Uma história de violência

À semelhança do que acontece noutros países europeus, a explosão dos subúrbios de Lisboa reflecte um fenómeno de asselvajamento da sociedade.

Há pouco mais de uma década, saía em França um livro intitulado La France Orange mécanique (A França Laranja Mecânica), de Laurent Obertone, um autor então desconhecido. O título remete obviamente para o filme Laranja Mecânica, realizado por Stanley Kubrick em 1971, baseado no livro homónimo de Anthony Burgess, de 1962. Neste mundo distópico, Alex e os seus droogs praticam a ultraviolência e o Governo britânico recorre a uma técnica experimental para resolver o problema da delinquência juvenil. À época o filme gerou muita polémica, tornou-se «de culto» para uma geração ansiosa por «rebeldia» e a sua influência cultural perdurou.

Da mesma forma, o livro de Obertone teve um efeito directo no discurso político francês, com personalidades como Marine Le Pen ou Éric Zemmour a usarem expressões como «França Laranja Mecânica» ou «ultraviolência» para descrever o estado a que o país chegara. Do outro lado, a esquerda acusava a obra de tendenciosa e de dar argumentos à extrema-direita.

La France Orange mécanique teve uma vida longa, com várias edições, sendo a última, a «definitiva», de 2018. Foi igualmente um êxito de vendas que se calcula ter chegado a mais de 300 mil leitores! Laurent Obertone escreveu desde então mais de uma dezena de obras e tornou-se uma figura conhecida e influente.

A originalidade do seu primeiro ensaio, considerado um «livro-choque», foi fazer uma análise da profunda alteração da criminalidade em França partindo especialmente das notícias da imprensa regional, por onde o próprio Obertone havia passado enquanto jornalista, que raramente chegavam aos meios de comunicação nacionais.

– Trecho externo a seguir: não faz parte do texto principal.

PR #963, opened 2019-02-26
Added signOut method

dtrabo:

* [ ] Did you add unit tests?

## Description

Added signOut method 

## Related PRs or issues

WorkItem: https://msmobilecenter.visualstudio.com/Mobile-Center/_boards/board/t/Doug-Team/Backlog%20Items

### DIFF
--- a/sdk/appcenter-identity/src/main/java/com/microsoft/appcenter/identity/Identity.java
+++ b/sdk/appcenter-identity/src/main/java/com/microsoft/appcenter/identity/Identity.java
@@ -396,7 +396,7 @@ public class Identity extends AbstractAppCenterService {
 
     private synchronized void instanceSignOut() {
         if (mTokenStorage.getToken() == null) {
-            AppCenterLog.info(LOG_TAG, "Couldn't sign-out: authToken doesn't exist.");
+            AppCenterLog.warn( LOG_TAG, "Couldn't sign-out: authToken doesn't exist.");
             return;
         }
         mSignInDelayed = false;
@@ -413,8 +413,8 @@ public class Identity extends AbstractAppCenterService {
 
             @Override
             public void onAccountsLoaded(List<IAccount> accounts) {
-                for (IAccount account : accounts){
-                    if (account.getHomeAccountIdentifier().getIdentifier().equals(homeAccountIdentifier)){
+                for (IAccount account : accounts) {
+                    if (account.getHomeAccountIdentifier().getIdentifier().equals(homeAccountIdentifier)) {
                         mAuthenticationClient.removeAccount(account);
                     }
                 }
--- a/sdk/appcenter-identity/src/main/java/com/microsoft/appcenter/identity/Identity.java
+++ b/sdk/appcenter-identity/src/main/java/com/microsoft/appcenter/identity/Identity.java
@@ -363,8 +363,15 @@ public class Identity extends AbstractAppCenterService {
         }
     }
 
-    public synchronized static void signOut() {
-        getInstance().mTokenStorage.removeToken();
+    /**
+     * Sign out user and invalidate a user's token.
+     */
+    public static void signOut() {
+        getInstance().instanceSignOut();
+    }
+
+    private void instanceSignOut() {
+
     }
 
     @WorkerThread
--- a/sdk/appcenter-identity/src/main/java/com/microsoft/appcenter/identity/Identity.java
+++ b/sdk/appcenter-identity/src/main/java/com/microsoft/appcenter/identity/Identity.java
@@ -37,6 +37,7 @@ import java.io.File;
 import java.io.IOException;
 import java.net.URL;
 import java.util.HashMap;
+import java.util.List;
 import java.util.Map;
 
 import static android.util.Log.VERBOSE;
@@ -159,7 +160,13 @@ public class Identity extends AbstractAppCenterService {
      * Sign out user and invalidate a user's token.
      */
     public static void signOut() {
-        getInstance().instanceSignOut();
+        getInstance().post(new Runnable() {
+
+            @Override
+            public void run() {
+                getInstance().instanceSignOut();
+            }
+        });
     }
 
     @Override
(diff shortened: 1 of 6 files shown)


sdk/appcenter/src/main/java/com/microsoft/appcenter/utils/context/AuthTokenContext.java
```diff
@@ -125,6 +125,7 @@ public void clearToken() {
         for (Listener listener : mListeners) {
             listener.onNewAuthToken(null);
             listener.onNewUser(null);
+            listener.onSignOut();
```
MatkovIvan: It will be raised on disable Identity module

MatkovIvan: Why do you need the separate method then? Maybe we can just re-use the previous one with `null` in parameters?

sdk/appcenter-identity/src/main/java/com/microsoft/appcenter/identity/Identity.java
```diff
@@ -363,6 +363,10 @@ private void saveConfigFile(String payload, String eTag) {
         }
     }
 
+    public synchronized static void signOut() {
```
guperrot: remove synchronized on the static version, add Javadoc

sdk/appcenter-identity/src/main/java/com/microsoft/appcenter/identity/Identity.java
```diff
@@ -363,6 +363,10 @@ private void saveConfigFile(String payload, String eTag) {
...
+        getInstance().mTokenStorage.removeToken();
```
guperrot: move this code inside a private method to avoid getInstance().mField

sdk/appcenter/src/main/java/com/microsoft/appcenter/utils/context/AuthTokenContext.java
guperrot: Disables already uses null indeed.

sdk/appcenter-identity/src/main/java/com/microsoft/appcenter/identity/Identity.java
```diff
@@ -380,6 +387,10 @@ public void run() {
         });
     }
 
+    private void instanceSignOut() {
+        mTokenStorage.removeToken();
```
MatkovIvan: @dtrabo Please also reset the `mLoginDelayed` flag

sdk/appcenter-identity/src/main/java/com/microsoft/appcenter/identity/Identity.java
```diff
@@ -380,6 +387,16 @@ public void run() {
         });
     }
 
+    private void instanceSignOut() {
+        post(new Runnable() {
+
+            @Override
+            public void run() {
+                mTokenStorage.removeToken();
```
MatkovIvan: Also, we need to synchronize it to avoid thread issues

guperrot: Actually not needed here as it's always accessed from the background looper.

We usually don't add synchronized to things accessed solely on background thread, especially after https://github.com/Microsoft/AppCenter-SDK-Android/pull/665 happened.

The code is not harmonized.

sdk/appcenter-identity/src/test/java/com/microsoft/appcenter/identity/IdentityTest.java
```diff
@@ -461,6 +461,16 @@ public void readCacheAndRefreshNotModified() throws Exception {
         verifyNew(PublicClientApplication.class, times(1));
     }
 
+    @Test
+    public void testSignOut() {
```
dhei: You don't need to prefix `test` to Java tests as opposed to Objective-C tests, though we're not consistent. What about name it `signOutRemovesToken` for clarity?

sdk/appcenter-identity/src/main/java/com/microsoft/appcenter/identity/Identity.java
MatkovIvan: @guperrot `mSignInDelayed` is accessed from UI thread too. So, we need to synchronize it.

sdk/appcenter-identity/src/main/java/com/microsoft/appcenter/identity/Identity.java
```diff
@@ -380,6 +394,34 @@ public void run() {
         });
     }
 
+    private synchronized void instanceSignOut() {
+        if (mTokenStorage.getToken() == null) {
+            AppCenterLog.warn( LOG_TAG, "Couldn't sign-out: authToken doesn't exist.");
```
MatkovIvan:
```suggestion
            AppCenterLog.warn(LOG_TAG, "Couldn't sign-out: authToken doesn't exist.");
```

jwallra: also should be `sign out` since it's a verb - `sign-out` is when it's used as a noun

sdk/appcenter-identity/src/test/java/com/microsoft/appcenter/identity/IdentityTest.java
```diff
@@ -461,6 +462,27 @@ public void readCacheAndRefreshNotModified() throws Exception {
...
+        /* Sign out should clear token. */
+        Identity.signOut();
+        verify(mPreferenceTokenStorage).removeToken();
+    }
+
+    @Test
+    public void verifyTokenStorageIsEmpty() {
+        Identity identity = Identity.getInstance();
+        start(identity);
+
```
jwallra: remove extra blank line

sdk/appcenter-identity/src/main/java/com/microsoft/appcenter/identity/Identity.java
```diff
@@ -380,6 +394,34 @@ public void run() {
...
+        if (mAuthenticationClient == null || homeAccountIdentifier == null) {
+            return;
+        }
+        mAuthenticationClient.getAccounts(new PublicClientApplication.AccountsLoadedListener() {
+
+            @Override
+            public void onAccountsLoaded(List<IAccount> accounts) {
+                for (IAccount account : accounts) {
+                    if (account.getHomeAccountIdentifier().getIdentifier().equals(homeAccountIdentifier)) {
+                        mAuthenticationClient.removeAccount(account);
```
guperrot: threading unsafe here, mAuthenticationClient should be accessed from worker thread (it mutates in worker thread) AND checking we are still enabled.

To do that simply wrap the entire code of the callback into
```
post(new Runnable() {

     @Override
     public void run() {
            for (IAcccont....

     }
}
```

sdk/appcenter-identity/src/main/java/com/microsoft/appcenter/identity/Identity.java
```diff
@@ -380,6 +394,34 @@ public void run() {
         });
     }
 
+    private synchronized void instanceSignOut() {
+        if (mTokenStorage.getToken() == null) {
+            AppCenterLog.warn( LOG_TAG, "Couldn't sign-out: authToken doesn't exist.");
+            return;
+        }
+        mSignInDelayed = false;
```
guperrot: Those 3 lines 402-404 should be shared with disabled code as disables does a sign out as part of disabling the module.

MatkovIvan: @guperrot Do we need to remove an account on disabling the module?

guperrot: signOut is a sub-set of disabling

Escrito num ritmo acelerado, sem reservas e num tom directo, o livro numerava os capítulos de forma decrescente, como se retratasse a iminente explosão de uma bomba. De facto, os casos relatados chocavam não só pela violência extrema e injustificada, como especialmente pelo número inacreditável de ocorrências em todo o país. Revoltante era igualmente a forma como o Estado acabava por proteger os criminosos.

O objectivo do autor era mostrar a realidade, que tanto contrastava com o discurso da elite mediática, política e administrativa, especialmente na sua insistência de que em França apenas existe um «sentimento de insegurança». A «solução», concluía Obertone, não estava no aumento de protecção policial, mas na «moral dos cidadãos».

Sem surpresa, o capítulo que mais polémica provocou foi o que apresentava uma análise da criminalidade estrangeira em França e noutros países europeus, com casos concretos e dados estatísticos, que mostrava como as comunidades imigrantes cometiam proporcionalmente mais crimes.

Nos últimos tempos, Portugal tem assistido a grandes alterações sociais, nomeadamente a entrada exponencial de imigrantes no seu território. Este fenómeno levou ao aparecimento de novas formas de criminalidade, nomeadamente mais violentas, e ao aumento do conflito social, além do agravamento de problemas anteriores.

É fácil notar as semelhanças do relatado no livro de Obertone com o que hoje acontece no nosso país. O caso da recente perseguição policial que terminou com a morte de um imigrante morto pelas forças da ordem e motins nos subúrbios é um cenário bem conhecido noutros países europeus. Não é um fait-divers. Muito menos se resolve apenas com polícia. É a manifestação de um fenómeno de asselvajamento da sociedade que os políticos da «gloriosa diversidade», os juízes da «desculpabilização dos oprimidos», os jornalistas da «narrativa oficial», entre outros «técnicos da utopia», vão fazer tudo para encobrir. Cabe-nos abrir os olhos.